March 12, 2018 | 4 min read

Uber’s chief brand officer has vowed that the company will be more transparent about the products it’s working on as well as what it’s doing to improve its culture as it continues to try and repair the damage done over the past year.

Bozoma Saint John

Bozoma Saint John

“We want transparency in leadership and the way products are made. That's one of the solutions of one of the big problems in Uber right now,” said Bozoma Saint John at the SXSW festival today (12 March).

Saint John joined Uber last June, just days after the resignation of chief executive Travis Kalanick. His exit came on the back of a slew of problems at the company, including claims that its human-resources team systematically ignored a female engineer’s reports of sexual harassment and discrimination.

Add to this a politically charged #deleteuber campaign which lost it hundreds of thousands of users, a $2.6bn lawsuit from Google alleging it stole trade secrets, and the exit of several key executives, it’s little wonder Saint John described Uber as the “poster child” for a brand in crisis.

To regain trust in the brand, Saint John said she is planning to let people in to Uber’s “inner workings", an unusual tactic from a Silicon Valley tech giant.

“It's about transparency. Everyone is going to be skeptical if they don't know what's happening. It's about communicating what we're doing in a way that people understand," she said.

She didn't go into detail about what this looks like but her plan could span everything from the kind of products it’s developing to the steps it’s taking to improve the company culture.

“Did you make a mistake? Did you learn from it? Will you repeat it? What I'm trying to do is communicate all those things. So there are mistakes. Certainly. They should be corrected and we should tell that story,” she added.

“There are great innovations happening; we should tell those stories. There are great people in the brand; we should tell those stories.”

Despite Uber being overwhelmingly white, and male, as per the findings of its first diversity report released last year, Saint John said being a black woman in the company was “great” and that she has no fear over the pressure it’s under to improve the “dismal” statistics.

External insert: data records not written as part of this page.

PR #483, opened 2026-07-02
[fix] Refresh stale-but-valid pins in lockfile generate mode

lugassawan:
## Summary
- `scripts/lock-pip-requirements.sh`'s `compile()` generate branch compiled `pip-compile` with `--output-file` pointed directly at the existing committed lockfile, so pip-compile treated still-valid pins as a resolution seed and kept them even after they'd drifted from upstream — unlike the `--check` branch, which compiles into a fresh empty `mktemp` and is always a clean re-resolution.
- Consequence: the script's own error message ("Run scripts/lock-pip-requirements.sh to regenerate") was a no-op for stale-but-valid drift, and `.github/workflows/dependabot-lockfile.yml`'s auto-commit step (same code path) could silently miss transitive version bumps.
- Fix: add `--upgrade` to the generate-branch `pip-compile` call, forcing a fresh re-resolution that matches `--check`'s behavior. Fixing the shared `compile()` function repairs both callers — no workflow edit needed.
- Note: this makes generate-mode runs always perform a full upgrade sweep (not an incremental compile), so Dependabot auto-commits and local `regenerate` runs may now show broader transitive-pin diffs than before — this is the intended behavior per #481, not a side effect.

## Test Plan
- [ ]

- [x] Reproduced: added `TestGenerateRefreshesStalePins`, confirmed it fails against the unmodified script (stale pin `fakepkg==1.0.0` survives)
- [x] Verified: after adding `--upgrade`, the same test passes (`fakepkg==1.1.0` replaces the stale pin)
- [x] `pytest tests/test_lock_pip_requirements.py -v` — 15 passed, including the pre-existing `TestCheckDriftGate` (unaffected)
- [x] `pytest tests/ -v` — 1405 passed (full suite)
- [x] `shellcheck --severity=warning scripts/lock-pip-requirements.sh` — clean

Closes #481


scripts/lock-pip-requirements.sh
```diff
@@ -84,7 +87,11 @@ compile() {
     echo "$out is up to date."
   else
     # Run from REPO_ROOT so pip-compile records relative paths in the header.
+    # --upgrade forces a fresh re-resolution: without it, pip-compile treats the
+    # existing --output-file as a pin seed and keeps stale-but-still-valid pins
+    # (the --check branch avoids this by compiling into an empty mktemp). See #481.
     (cd "$REPO_ROOT" && "$VENV_DIR/bin/pip-compile" \
```
lugassawan, line 98: **Low**

`--upgrade` is now unconditional in generate mode, so every local invocation of the script (not just CI's dependabot-lockfile job) will re-resolve *all* transitive pins to latest-allowed on every run, not just the ones affected by a source-file change. A developer who edits `tests/requirements.txt` to add one package and runs the script locally may see unrelated transitive version bumps in the diff.

This is explicitly the ticket's (#481) suggested fix and matches the CI use case it targets, so non-blocking — optional: mention in `--help` output or a script comment that generate mode always performs a full re-resolution.

tests/test_lock_pip_requirements.py
```diff
@@ -89,8 +113,34 @@ def _make_repo(tmp_path: Path) -> dict:
...
         "fi",
     ]
+    # Upgrade-aware stub for generate-mode tests (issue #481): parses
+    # --output-file and --upgrade, and only overwrites the output when
+    # --upgrade is present — modeling pip-compile keeping a seeded pin
+    # otherwise.  Reads the "latest resolution" content from a separate
+    # fixture file (never `grep committed > committed`: in generate mode
+    # --output-file *is* the committed lock, so redirecting into it would
+    # truncate it before it could be read).
+    pip_compile_upgrade_lines = [
```
lugassawan: **Low**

But speaking on the tech industry’s wider diversity issues she lamented that it’s still, by and large, people of colour who are demanding change.

“Everyone else needs to make the noise; white men need to make the noise. It makes me so angry. Why do I as the black woman have to come and fix it? It makes no sense.”

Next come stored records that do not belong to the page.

PR #489, opened 2026-07-02
[feat] Add synthesis mode to /report-issue blank-arg routing

### LINKED ISSUE #475: [feat] report-issue: synthesize accumulated memory into ranked enhancement insights
## Problem

`/report-issue`'s blank-argument routing surfaces up to 3 *raw* candidate thoughts from conversation + memory, but never aggregates across the accumulated `feedback_*`/`project_*` entries. Recurring pain points and themes spanning many entries stay invisible, so the highest-value plugin enhancements are easy to miss.

## Value

Maintainers get themed, ranked enhancement insights synthesized across *all* accumulated memory — turning the memory store into a self-improvement signal instead of a flat 3-item list.

## Acceptance criteria

- In the synthesis mode, `/report-issue` loads user/project memory (`MEMORY.md` + symlinked `feedback_*`/`project_*`) and the current conversation, and aggregates them into themed swe-workbench enhancement insights.
- Insights are presented as a **ranked digest with preview**; the user picks which to file (one or several). The existing confirm-before-file gate is preserved.
- Borrows the grouped-preview pattern from `workflow-audit-emit-issues`; reuses the memory path-derivation recipe already in `report-issue` (:20).
- Filing targets the plugin repo, as report-issue does today.

## Impact / Effort

**Impact: M/L** — Converts latent memory into actionable roadmap signal. Recurring themes across feedback entries become visible; maintainers can rank enhancements by prevalence and impact.

**Effort: M** — Synthesis layer over the existing scan + grouped-preview reuse. Reuses memory path logic (:20) and preview pattern from `workflow-audit-emit-issues`; no new infrastructure.

## Additional context

**Related decisions:**
- `/capture` routing (feedback_capture_routing.md): bugs→debugger, features→product-manager. This enhancement strengthens the product-manager path.
- Memory recipe (commands/report-issue.md:20): path-derivation logic already in place; synthesis layer builds on top.
- Grouped preview pattern (skills/workflow-audit-emit-issues/SKILL.md): preview grouped findings before filing; user picks which to file.

**Implementation notes:**
- The synthesis mode runs when `/report-issue` is invoked with no arguments (existing blank-argument routing).
- Aggregation strategy: parse all memory entries, cluster by theme (e.g., "CI/automation", "template discovery", "labeling"), rank by prevalence + recency, present top 5–7 insights with the option to file one or several.
- Preserve the existing confirm-before-file gate; do not auto-file.

lugassawan:
## Summary

- Add a Step 0a mode selector to `/report-issue`'s blank-argument routing: quick pick (existing 3-candidate behavior, wrapped verbatim under a "Branch A" heading) vs. synthesize (new "Branch B")
- Branch B aggregates all `MEMORY.md` + linked `feedback_*.md`/`project_*.md` entries and the current conversation, clusters them into emergent semantic themes (not a fixed taxonomy), ranks by prevalence + recency + conversation-touch boost, and keeps the top 5-7 as candidate enhancement insights
- Two-turn pick-then-confirm flow: Turn 1 prints a ranked digest (no filing), the user picks numbers, Turn 2 shows a final preview of only the picked insights (still no filing) with redaction/label/dup-scan applied, and a literal `confirm` files one GitHub issue per pick via a numbered-tempfile + single `.cmd` sidecar pattern, reusing the existing delegation block's auth check, redaction pass, version footer, and duplicate scan
- Both required reviewers (code-review skill + `swe-workbench:reviewer` subagent) ran in parallel; fixed their High/Medium findings (a `metadata.type` schema mismatch against real memory files, and a template-discovery/body-shape contradiction) plus two Low findings (partial-failure temp-file cleanup, missing no-premature-filing test coverage)

## Test Plan

- [x] `python3 -m pytest tests/test_report_issue_command.py -q` — 24/24 pass (13 pre-existing + 11 new synthesis-mode assertions), written RED-first
- [x] `pytest tests/` — 1445/1445 pass (full suite, CI parity)
- [x] `bash scripts/validate.sh` — 0 issues; `plugin.json`/`marketplace.json` untouched (no version bump)

- [x] New behavior (synthesize mode) manually traced end-to-end via the command's own text: mode selector -> Branch B steps 1-8 -> edge cases, confirming an LLM agent could follow it unambiguously

Closes #475


commands/report-issue.md
```diff
@@ -36,6 +51,48 @@ If `$ARGUMENTS` is **empty**, do NOT error. Instead:
...
+
+2. **Harvest conversation signal.** Separately note which plugin-related themes the current conversation itself touches. Keep this as its own set — it feeds the recency boost in step 4, it is not merged into the memory set.
+
+3. **Cluster into emergent themes.** Group the loaded entries by the semantic theme carried in their `description`/body — clusters emerge from the content itself. This is NOT a fixed taxonomy and not a path-prefix grouping (memory entries have no paths); invent a short theme label per cluster rather than picking from a predefined list. Each cluster becomes one candidate insight.
+
+4. **Rank.** Order candidate insights by **prevalence** (cluster size) first; break ties by **recency** — an entry's position in `MEMORY.md` order — with a boost for any cluster the conversation also touches per step 2. Keep the top **5–7** insights.
```
lugassawan: **Medium**: Step 4's "Keep the top 5–7 insights" has no floor carve-out for the case where clustering genuinely produces fewer than 5 themes from more than 2 raw entries (the only documented floor exception is "1–2 entries — too few to cluster," a different condition). E.g. 6 memory entries that cluster into 3 distinct themes leave the model with a written instruction to "keep top 5–7" but only 3 available — it may pad with weak or duplicate insights to satisfy the stated range, contradicting "clusters emerge from the content itself" (step 3).

**Why it matters:** The digest could present artificially inflated/duplicated themes to hit a floor that isn't actually achievable, undermining the acceptance criterion that insights be genuinely themed and ranked by prevalence.

**Suggested fix:** Extend the edge-case list (or step 4 itself) with: "If fewer than 5 emergent clusters exist, present all available clusters — do not pad to reach the 5–7 range," mirroring the existing "don't pad" language already used for the 1–2-entries case.

_Posted by \`reviewer\` ([swe-workbench](https://github.com/lugassawan/swe-workbench))._

commands/report-issue.md
```diff
@@ -36,6 +51,48 @@ If `$ARGUMENTS` is **empty**, do NOT error. Instead:
...
... — final preview of picks.** Parse the reply into the set of picked digest numbers. Run delegation step 1 (auth + repo check) once. Branch B never runs delegation step 4 (template discovery) and never adopts a repo template's body shape — every picked insight always uses the fixed Synthesis issue body shape below. Per pick, run: label discovery seeded directly at delegation step 5c's commit-tag mapping (the title always starts with `[feat]`, mapping to `enhancement`, then the verbatim/substring match chain against the repo's label list — no match found still omits `--label`, same as delegation step 5d), and delegation step 6 (duplicate scan). Capture one shared `date +%s` timestamp. For each pick `<n>` (its digest number), write its body via the **Write** tool to `/tmp/report-issue-lugassawan-swe-workbench-<ts>-<n>.md`. Write ONE shared `.cmd` sidecar at `/tmp/report-issue-lugassawan-swe-workbench-<ts>.cmd`, containing one `gh issue create --repo lugassawan/swe-workbench --title "..." --body-file <path-n> [--label "enhancement"]` line per pick — one enhancement issue per pick, never bundled. Print each selected body with its `Redacted:` / `Label:` / `Possibly related:` lines, then:
```
lugassawan: **Low**: Branch B step 7 says it runs "delegation step 1 (auth + repo check) once," which per its own spec requires surfacing `Filing into: lugassawan/swe-workbench` in the preview — but the Turn 2 preview line enumeration here only lists `Redacted:` / `Label:` / `Possibly related:`, omitting `Filing into:`.

**Why it matters:** Minor internal inconsistency: a reader following "runs delegation step 1" literally would expect the `Filing into:` line to appear in Branch B's Turn 2 preview, but the explicit line list doesn't include it. Low impact since the repo target is invariant and already stated elsewhere, but worth tightening for spec self-consistency.

**Suggested fix:** Add `Filing into:` to the enumerated preview lines in step 7, or explicitly note that Branch B's Turn 2 preview omits it as redundant (since the repo is already invariant/known).

_Posted by \`reviewer\` ([swe-workbench](https://github.com/lugassawan/swe-workbench))._

commands/report-issue.md
lugassawan: Addressed in 460b7d2: added a floor carve-out to step 4 — when fewer than 5 emergent clusters exist, present all available clusters rather than padding to the 5–7 range.

commands/report-issue.md
lugassawan: Addressed in 460b7d2: added the missing `Filing into:` line to Branch B's Turn 2 preview line enumeration in step 7, matching what delegation step 1 actually surfaces.

tests/test_report_issue_command.py
```diff
@@ -175,3 +175,156 @@ def test_report_issue_step9_cleanup_on_success_only():
     assert "failure" in text.lower() or "on failure" in text.lower() or "retry" in text.lower(), (
         "commands/report-issue.md must state that temp files are left intact on failure (for retry)"
     )
+
+
+# --- Synthesis mode assertions (issue #475) ---
+
+def _branch_b_slice(text):
```
lugassawan, line 182: **Medium**: `_branch_b_slice()` slices from `"### Branch B"` to end-of-file with no closing boundary, so it also swallows the entire downstream shared delegation block (steps 1–9). This means neither of the two previously-flagged-and-fixed defects (the 5–7 padding floor, and the missing `Filing into:` line) has real regression coverage: running the exact same assertions from `test_report_issue_synthesize_ranks_by_prevalence` (checks for `"5–7"`) and `test_report_issue_synthesize_pick_then_confirm_order` (checks for `"final preview"`/`"Filing into"`) against the pre-fix commit (7c30406) still returns `True` — because the matched substrings come from unrelated text later in the shared delegation section, not from the Branch-B-specific sentences that were actually fixed.

**Why it matters:** A future edit to Branch B step 4 or step 7 could silently reintroduce either bug and the suite would stay green.

**Suggested fix:** Bound `_branch_b_slice` to end where the shared delegation block starts (e.g. up to the `---\n\nDelegate to the` marker), and add assertions that pin the literal fixed sentences, e.g. `assert "do not pad to reach the 5–7 range" in branch_b` and a check that `"Filing into:"` appears specifically within step 7's own sentence rather than anywhere in the slice.

_Posted by \`reviewer\` ([swe-workbench](https://github.com/lugassawan/swe-workbench)) — follow-up pass._

commands/report-issue.md
```diff
@@ -36,6 +51,48 @@ If `$ARGUMENTS` is **empty**, do NOT error. Instead:
...
...of picks.** Parse the reply into the set of picked digest numbers. Run delegation step 1 (auth + repo check) once. Branch B never runs delegation step 4 (template discovery) and never adopts a repo template's body shape — every picked insight always uses the fixed Synthesis issue body shape below. Per pick, run: label discovery seeded directly at delegation step 5c's commit-tag mapping (the title always starts with `[feat]`, mapping to `enhancement`, then the verbatim/substring match chain against the repo's label list — no match found still omits `--label`, same as delegation step 5d), and delegation step 6 (duplicate scan). Capture one shared `date +%s` timestamp. For each pick `<n>` (its digest number), write its body via the **Write** tool to `/tmp/report-issue-lugassawan-swe-workbench-<ts>-<n>.md`. Write ONE shared `.cmd` sidecar at `/tmp/report-issue-lugassawan-swe-workbench-<ts>.cmd`, containing one `gh issue create --repo lugassawan/swe-workbench --title "..." --body-file <path-n> [--label "enhancement"]` line per pick — one enhancement issue per pick, never bundled. Print each selected body with its `Filing into:` / `Redacted:` / `Label:` / `Possibly related:` lines, then:
```
lugassawan: **Medium**: Turn 2's preview enumeration lists `Filing into:` / `Redacted:` / `Label:` / `Possibly related:` but omits `Title:`. The "Synthesis issue body" shape keeps `Title` as a field distinct from the Sections/Footer body content — mirroring how the single-issue delegation flow (step 8's preview) keeps `Title:` separate from the fenced body. Since Title isn't part of the fenced Sections/Footer body either, the literal drafted title string is never shown to the user in Turn 1 or Turn 2.

**Why it matters:** The user is asked to reply `confirm` and file up to 7 GitHub issues without ever seeing the exact `--title` value that will be used — undermining the stated confirm-before-file design goal (an LLM-drafted title with a typo, wrong theme, or off-topic phrasing would go straight to `gh issue create` unreviewed).

**Suggested fix:** Add `Title:` to the enumerated preview-line list in step 7 (and to the Turn 1 digest entry format in step 6), e.g. "Print each selected body with its `Title:` / `Filing into:` / `Redacted:` / `Label:` / `Possibly related:` lines".

_Posted by \`reviewer\` ([swe-workbench](https://github.com/lugassawan/swe-workbench)) — follow-up pass._

commands/report-issue.md
```diff
@@ -36,6 +51,48 @@ If `$ARGUMENTS` is **empty**, do NOT error. Instead:
...
+   ```
+   Reply 'confirm' to file all, or `drop N` / `edit N`.
+   ```
+   **Wait for `confirm`. Do NOT run `gh issue create` on this turn.** After `drop N` or `edit N`, re-print the updated preview and wait for `confirm` again — never file immediately after an edit.
```
lugassawan: **Low**: Step 7/8 don't cover the case where the user `drop`s every remaining pick before replying `confirm` — the sidecar would end up empty and `confirm` would run zero `gh` lines with no explicit "nothing to file" message.

**Why it matters:** Minor UX gap: a user who drops all picks gets silent no-op behavior instead of a clear exit message.

**Suggested fix:** Add "If all picks are dropped, exit cleanly with a 'No insights remain to file' message instead of waiting for `confirm`."

_Posted by \`reviewer\` ([swe-workbench](https://github.com/lugassawan/swe-workbench)) — follow-up pass._

tests/test_report_issue_command.py
lugassawan: Addressed in 7c31e7e: bounded _branch_b_slice() to end at the delegation-block marker, and added two assertions that pin the literal fixed sentences (the 5-7 padding floor and the Title:/Filing into: preview-line enumeration), verified to fail against the pre-fix commit.

commands/report-issue.md
lugassawan: Addressed in 7c31e7e: added Title: to the enumerated preview lines in both the Turn 1 digest (step 6) and the Turn 2 final preview (step 7).

commands/report-issue.md
lugassawan: Addressed in 7c31e7e: added an explicit 'No insights remain to file' exit for both an initially-empty pick set and a drop N that empties it, instead of silently proceeding to a no-op confirm.

commands/report-issue.md
```diff
@@ -36,6 +51,48 @@ If `$ARGUMENTS` is **empty**, do NOT error. Instead:
...
...ith "No insights remain to file" instead of proceeding. Run delegation step 1 (auth + repo check) once. Branch B never runs delegation step 4 (template discovery) and never adopts a repo template's body shape — every picked insight always uses the fixed Synthesis issue body shape below. Per pick, run: label discovery seeded directly at delegation step 5c's commit-tag mapping (the title always starts with `[feat]`, mapping to `enhancement`, then the verbatim/substring match chain against the repo's label list — no match found still omits `--label`, same as delegation step 5d), and delegation step 6 (duplicate scan). Capture one shared `date +%s` timestamp. For each pick `<n>` (its digest number), write its body via the **Write** tool to `/tmp/report-issue-lugassawan-swe-workbench-<ts>-<n>.md`. Write ONE shared `.cmd` sidecar at `/tmp/report-issue-lugassawan-swe-workbench-<ts>.cmd`, containing one `gh issue create --repo lugassawan/swe-workbench --title "..." --body-file <path-n> [--label "enhancement"]` line per pick — one enhancement issue per pick, never bundled. Print each selected body with its `Title:` / `Filing into:` / `Redacted:` / `Label:` / `Possibly related:` lines, then:
```
lugassawan: **Medium**: The new opening sentence of step 7 ("If the reply drops every remaining pick (or the picked set is otherwise empty), exit cleanly with 'No insights remain to file' instead of proceeding") contradicts step 6's already-established rule for the exact same reply. Step 6 explicitly states: "An out-of-range number or `none` re-prompts once, then exits without filing" — and the edge-case list repeats this: "Out-of-range number or `none`: re-prompt once; file nothing." Step 7's new sentence fires on parsing that same Turn-1-reply-into-picked-set and instead exits immediately with a different message, skipping the promised one-time re-prompt. Additionally, "the reply drops every remaining pick" borrows `drop N` vocabulary that hasn't been introduced to the user yet at this point (the `drop N` command is only offered in the Turn 2 prompt printed later in the same step) — so the clause doesn't logically apply to the reply actually being parsed here, suggesting it was copy-pasted from the end-of-step-7 `drop N` handling without adapting to context.

**Why it matters:** This is fix-on-fix drift — the round-2 fix for the "no message on empty pick set" finding resolved that gap but left two contradictory instructions for what should happen on an empty/invalid Turn 1 reply.

**Suggested fix:** Scope the new sentence explicitly to *after* the re-prompt has already failed once, e.g.: "If, after the one re-prompt from step 6, the picked set is still empty, exit cleanly with 'No insights remain to file'." Drop the "drops every remaining pick" clause from this position entirely — that clause only makes sense in the `drop N` context later in the same step.

_Posted by \`reviewer\` ([swe-workbench](https://github.com/lugassawan/swe-workbench)) — second follow-up pass._

commands/report-issue.md
```diff
@@ -36,6 +51,48 @@ If `$ARGUMENTS` is **empty**, do NOT error. Instead:
...
+   ```
+   Reply 'confirm' to file all, or `drop N` / `edit N`.
+   ```
+   **Wait for `confirm`. Do NOT run `gh issue create` on this turn.** After `drop N` or `edit N`, re-print the updated preview and wait for `confirm` again — never file immediately after an edit. If `drop N` empties the pick set, exit cleanly with "No insights remain to file" instead of re-prompting for `confirm`.
```
lugassawan, line 78: **Low**: Neither of the two new "No insights remain to file" sentences (round-2 fix) has a pinning test, unlike the round-1 fixes which now have dedicated assertions (tests/test_report_issue_command.py:252, 277-280) precisely because an earlier finding showed an untested claimed-fix can silently regress.

**Why it matters:** The same regression risk that motivated the earlier test-coverage fix now applies to this fix too.

**Suggested fix:** Add an assertion (e.g. `assert branch_b.count("No insights remain to file") == 2` or two positional checks) to `tests/test_report_issue_command.py` pinning both occurrences.

_Posted by \`reviewer\` ([swe-workbench](https://github.com/lugassawan/swe-workbench)) — second follow-up pass._

commands/report-issue.md
lugassawan: Addressed in 26a2f9f: scoped the empty-pick-set exit to fire only after step 6's own re-prompt has already failed, and dropped the premature drop-N clause from that position.

commands/report-issue.md
lugassawan: Addressed in 26a2f9f: added test_report_issue_synthesize_no_insights_remain_exit, pinning both occurrences plus the corrected re-prompt-scoping wording (verified it fails against the pre-fix commit).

Saint John said her approach at Uber has been to get people to put the same level of importance on developing culture as they do on products.

“The product pipeline and plan is as important as the cultural one. What does the company look like, how do people feel, and does it reflect the kind of audience that you want to encounter? And if it doesn't, put a plan against that,” she said.

As she nears the first year of employment at the company, Saint John claimed the feeling among employees now is “much more hopeful” than it was when she joined.